Write out all of the entries exactly, please.

DATA RECORDS -

BEGIN

Issue #327, opened 2022-10-05
Add support for non-static methods in `Callback::$method`


arogachev:
- #321
- https://github.com/yiisoft/form/blob/master/src/FormModel.php#L318-L321

PR #343, opened 2022-10-15
Improve callable rule

xepozz:
| Q             | A
| ------------- | ---
| Is bugfix?    | ❌
| New feature?  | ✔️
| Breaks BC?    | ❌
| Fix | #327 

- [x] Added ability to run non-static methods
- [x] Static methods are still supported


tests/DataSet/ObjectDataSetTest.php
```diff
@@ -259,23 +257,17 @@ public function testValidateWithCallbackMethod(): void
...
-        return [
-            [new ObjectWithNonExistingCallbackMethod()],
-            [new ObjectWithNonPublicCallbackMethod()],
-            [new ObjectWithNonStaticCallbackMethod()],
-        ];
-    }
-
-    /**
-     * @link https://github.com/yiisoft/validator/issues/223
-     * @dataProvider validateWithWrongCallbackMethodDataProvider
```
vjik, line 273: Why removed this tests?

tests/Rule/CallbackTest.php
```diff
@@ -125,6 +126,35 @@ public function testValidateUsingMethodOutsideAttributeScope(): void
         $validator->validate(null, [$rule]);
     }
 
+    public function testValidateUsingNonStaticMethod(): void
```
vjik, line 129: Here we can don't create separate test method. Use `dataValidationFailed()`.

src/Rule/Callback.php
```diff
@@ -79,11 +79,19 @@ public function afterInitAttribute(DataSetInterface $dataSet): void
...
 
-        try {
-            $this->callback = Closure::fromCallable([$dataSet->getObject()::class, $this->method]);
-        } catch (TypeError) {
-            throw new InvalidArgumentException('Method must exist and have public and static modifiers.');
+        $object = $dataSet->getObject();
+        $method = $this->method;
+
+        $reflection = new ReflectionObject($object);
+        if (!$reflection->hasMethod($method)) {
```
vjik, line 86: Here `$method` can be null and this case throw exception.

vjik (changes requested):

tests/DataSet/ObjectDataSetTest.php
xepozz: Because the functionality it implements became as a feature

tests/DataSet/ObjectDataSetTest.php
```diff
@@ -16,8 +16,6 @@
 use Yiisoft\Validator\RuleInterface;
 use Yiisoft\Validator\Tests\Support\Data\ObjectWithCallbackMethod\ObjectWithCallbackMethod;
 use Yiisoft\Validator\Tests\Support\Data\ObjectWithCallbackMethod\ObjectWithNonExistingCallbackMethod;
-use Yiisoft\Validator\Tests\Support\Data\ObjectWithCallbackMethod\ObjectWithNonPublicCallbackMethod;
```
arogachev, line 19: Need to delete according data files as well.

tests/Rule/CallbackTest.php
```diff
@@ -101,6 +102,29 @@ public function dataValidationFailed(): array
...
+                    public function __construct(
+                        #[Callback(method: 'validateName')]
+                        private $age,
+                    ) {
+                    }
+
+                    private function validateName($value, $rule, $context): Result
+                    {
+                        if ($value !== $this->age) {
+                            throw new RuntimeException('Method scope was not bound the object.');
```
arogachev, line 116:
```suggestion
                            throw new RuntimeException('Method scope was not bound with the object.');
```

src/Rule/Callback.php
```diff
@@ -79,11 +79,23 @@ public function afterInitAttribute(DataSetInterface $dataSet): void
             return;
         }
 
-        try {
-            $this->callback = Closure::fromCallable([$dataSet->getObject()::class, $this->method]);
-        } catch (TypeError) {
-            throw new InvalidArgumentException('Method must exist and have public and static modifiers.');
+        if ($this->method === null) {
+            return;
```
arogachev, line 83: A test is needed for a case when no method was passed.

tests/Rule/CallbackTest.php
```diff
@@ -101,6 +102,29 @@ public function dataValidationFailed(): array
...
             ],
+            'non-static callable' => [
+                new class (1) {
+                    public function __construct(
+                        #[Callback(method: 'validateName')]
+                        private $age,
+                    ) {
+                    }
+
+                    private function validateName($value, $rule, $context): Result
```
arogachev, line 113:
```suggestion
                    private function validateName(mixed $value, RuleInterface $rule, ValidationContext $context): Result
```

tests/DataSet/ObjectDataSetTest.php
```diff
@@ -259,23 +257,17 @@ public function testValidateWithCallbackMethod(): void
         $this->assertSame(['name' => ['Value must be "foo"!']], $result->getErrorMessagesIndexedByPath());
     }
 
-    public function validateWithWrongCallbackMethodDataProvider(): array
-    {
-        return [
-            [new ObjectWithNonExistingCallbackMethod()],
-            [new ObjectWithNonPublicCallbackMethod()],
```
arogachev, line 266: The test for public method is still needed.

src/Rule/Callback.php
```diff
@@ -79,11 +79,23 @@ public function afterInitAttribute(DataSetInterface $dataSet): void
             return;
         }
 
-        try {
-            $this->callback = Closure::fromCallable([$dataSet->getObject()::class, $this->method]);
-        } catch (TypeError) {
-            throw new InvalidArgumentException('Method must exist and have public and static modifiers.');
```
arogachev, line 85: The check for non-public method is still needed.

xepozz: If it works for private methods, public and protected methods should work also.

src/Rule/Callback.php
xepozz: It is already present https://github.com/yiisoft/validator/blob/72cf6616a62d3faa87c1b6897741a9d7e4c97d59/tests/Rule/CallbackTest.php#L61

src/Rule/Callback.php
arogachev: Missed that it was already presented. Explicit `public` and `protected` tests won't be redundant in my opinion. But yes, maybe private is enough for now.

src/Rule/Callback.php
arogachev: Actually, let's leave it for later. There are other non-covered parts in Callback rule (not related with this PR's diff) and we have a task of raising code coverage close to 100% before 1.0.0 release anyway.

tests/Rule/CallbackTest.php
```diff
@@ -101,6 +103,42 @@ public function dataValidationFailed(): array
...
+                            throw new RuntimeException('Method scope was not bound to the object.');
+                        }
+
+                        $result = new Result();
+                        $result->addError('Hello from non-static method.');
+
+                        return $result;
+                    }
+
+                    private static function staticValidateName(mixed $value, RuleInterface $rule, ValidationContext $context): Result
```
arogachev, line 127:
```suggestion
                    private static function staticValidateName(
                        mixed $value, RuleInterface $rule, 
                        ValidationContext $context
                    ): Result
```

arogachev: This line is too long.

arogachev (approved):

END

ANSWER BOX -
Issue #327, opened 2022-10-05
Add support for non-static methods in `Callback::$method`


arogachev:
- #321
- https://github.com/yiisoft/form/blob/master/src/FormModel.php#L318-L321

PR #343, opened 2022-10-15
Improve callable rule

xepozz:
| Q             | A
| ------------- | ---
| Is bugfix?    | ❌
| New feature?  | ✔️
| Breaks BC?    | ❌
| Fix | #327 

- [x] Added ability to run non-static methods
- [x] Static methods are still supported


tests/DataSet/ObjectDataSetTest.php
```diff
@@ -259,23 +257,17 @@ public function testValidateWithCallbackMethod(): void
...
-        return [
-            [new ObjectWithNonExistingCallbackMethod()],
-            [new ObjectWithNonPublicCallbackMethod()],
-            [new ObjectWithNonStaticCallbackMethod()],
-        ];
-    }
-
-    /**
-     * @link https://github.com/yiisoft/validator/issues/223
-     * @dataProvider validateWithWrongCallbackMethodDataProvider
```
vjik, line 273: Why removed this tests?

tests/Rule/CallbackTest.php
```diff
@@ -125,6 +126,35 @@ public function testValidateUsingMethodOutsideAttributeScope(): void
         $validator->validate(null, [$rule]);
     }
 
+    public function testValidateUsingNonStaticMethod(): void
```
vjik, line 129: Here we can don't create separate test method. Use `dataValidationFailed()`.

src/Rule/Callback.php
```diff
@@ -79,11 +79,19 @@ public function afterInitAttribute(DataSetInterface $dataSet): void
...
 
-        try {
-            $this->callback = Closure::fromCallable([$dataSet->getObject()::class, $this->method]);
-        } catch (TypeError) {
-            throw new InvalidArgumentException('Method must exist and have public and static modifiers.');
+        $object = $dataSet->getObject();
+        $method = $this->method;
+
+        $reflection = new ReflectionObject($object);
+        if (!$reflection->hasMethod($method)) {
```
vjik, line 86: Here `$method` can be null and this case throw exception.

vjik (changes requested):

tests/DataSet/ObjectDataSetTest.php
xepozz: Because the functionality it implements became as a feature

tests/DataSet/ObjectDataSetTest.php
```diff
@@ -16,8 +16,6 @@
 use Yiisoft\Validator\RuleInterface;
 use Yiisoft\Validator\Tests\Support\Data\ObjectWithCallbackMethod\ObjectWithCallbackMethod;
 use Yiisoft\Validator\Tests\Support\Data\ObjectWithCallbackMethod\ObjectWithNonExistingCallbackMethod;
-use Yiisoft\Validator\Tests\Support\Data\ObjectWithCallbackMethod\ObjectWithNonPublicCallbackMethod;
```
arogachev, line 19: Need to delete according data files as well.

tests/Rule/CallbackTest.php
```diff
@@ -101,6 +102,29 @@ public function dataValidationFailed(): array
...
+                    public function __construct(
+                        #[Callback(method: 'validateName')]
+                        private $age,
+                    ) {
+                    }
+
+                    private function validateName($value, $rule, $context): Result
+                    {
+                        if ($value !== $this->age) {
+                            throw new RuntimeException('Method scope was not bound the object.');
```
arogachev, line 116:
```suggestion
                            throw new RuntimeException('Method scope was not bound with the object.');
```

src/Rule/Callback.php
```diff
@@ -79,11 +79,23 @@ public function afterInitAttribute(DataSetInterface $dataSet): void
             return;
         }
 
-        try {
-            $this->callback = Closure::fromCallable([$dataSet->getObject()::class, $this->method]);
-        } catch (TypeError) {
-            throw new InvalidArgumentException('Method must exist and have public and static modifiers.');
+        if ($this->method === null) {
+            return;
```
arogachev, line 83: A test is needed for a case when no method was passed.

tests/Rule/CallbackTest.php
```diff
@@ -101,6 +102,29 @@ public function dataValidationFailed(): array
...
             ],
+            'non-static callable' => [
+                new class (1) {
+                    public function __construct(
+                        #[Callback(method: 'validateName')]
+                        private $age,
+                    ) {
+                    }
+
+                    private function validateName($value, $rule, $context): Result
```
arogachev, line 113:
```suggestion
                    private function validateName(mixed $value, RuleInterface $rule, ValidationContext $context): Result
```

tests/DataSet/ObjectDataSetTest.php
```diff
@@ -259,23 +257,17 @@ public function testValidateWithCallbackMethod(): void
         $this->assertSame(['name' => ['Value must be "foo"!']], $result->getErrorMessagesIndexedByPath());
     }
 
-    public function validateWithWrongCallbackMethodDataProvider(): array
-    {
-        return [
-            [new ObjectWithNonExistingCallbackMethod()],
-            [new ObjectWithNonPublicCallbackMethod()],
```
arogachev, line 266: The test for public method is still needed.

src/Rule/Callback.php
```diff
@@ -79,11 +79,23 @@ public function afterInitAttribute(DataSetInterface $dataSet): void
             return;
         }
 
-        try {
-            $this->callback = Closure::fromCallable([$dataSet->getObject()::class, $this->method]);
-        } catch (TypeError) {
-            throw new InvalidArgumentException('Method must exist and have public and static modifiers.');
```
arogachev, line 85: The check for non-public method is still needed.

xepozz: If it works for private methods, public and protected methods should work also.

src/Rule/Callback.php
xepozz: It is already present https://github.com/yiisoft/validator/blob/72cf6616a62d3faa87c1b6897741a9d7e4c97d59/tests/Rule/CallbackTest.php#L61

src/Rule/Callback.php
arogachev: Missed that it was already presented. Explicit `public` and `protected` tests won't be redundant in my opinion. But yes, maybe private is enough for now.

src/Rule/Callback.php
arogachev: Actually, let's leave it for later. There are other non-covered parts in Callback rule (not related with this PR's diff) and we have a task of raising code coverage close to 100% before 1.0.0 release anyway.

tests/Rule/CallbackTest.php
```diff
@@ -101,6 +103,42 @@ public function dataValidationFailed(): array
...
+                            throw new RuntimeException('Method scope was not bound to the object.');
+                        }
+
+                        $result = new Result();
+                        $result->addError('Hello from non-static method.');
+
+                        return $result;
+                    }
+
+                    private static function staticValidateName(mixed $value, RuleInterface $rule, ValidationContext $context): Result
```
arogachev, line 127:
```suggestion
                    private static function staticValidateName(
                        mixed $value, RuleInterface $rule, 
                        ValidationContext $context
                    ): Result
```

arogachev: This line is too long.

arogachev (approved):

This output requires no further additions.